Answer
\[{{x}^{2}}-x-12=\left( x+3 \right)\left( x-4 \right)\]
Work Step by Step
Note that this trinomial has leading coefficient is 1, therefore, to factor it, follow the steps below:
Step 1:
Find first two terms whose product is\[{{x}^{2}}\]:
\[{{x}^{2}}-x-12=\left( x\text{ } \right)\left( x\text{ } \right)\]
Step 2:
Find the last two terms that when multiplied gives \[-12\]:
\[\text{Factors of }-12:\text{ }-1,12\text{ }1,-12\text{ }-3,4\text{ }-\text{3},4\text{ 6,}-2\text{ }-2,6\]
Step 3:
Now try various combinations of these factors and look for the pair of factors whose sum is the coefficient of the middle term.
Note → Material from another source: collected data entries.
PR #160, opened 2018-08-21
Fix tests failing locally due to missing user

benthorner:
The tests assume a user exists in order to run, but we never explicitly
create one - this commit fixes that using a new factory.


benthorner:
Closing as we can use seeds instead...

That is, \[-1\]in this case.
\[\begin{align}
& \text{Factors of }-12:\text{ }-1,12\text{ }1,-12\text{ }-3,4\text{ 3},-4\text{ 6,}-2\text{ }2,-6 \\
& \text{Sum of factors : }11\text{ }-11\text{ 1 }-1\text{ }4\text{ }-4\text{ } \\
\end{align}\]
Thus from above \[\text{3},-4\] is the required factor of \[-12\] that gives the desired sum.
So that,
\[{{x}^{2}}-x-12=\left( x+3 \right)\left( x-4 \right)\].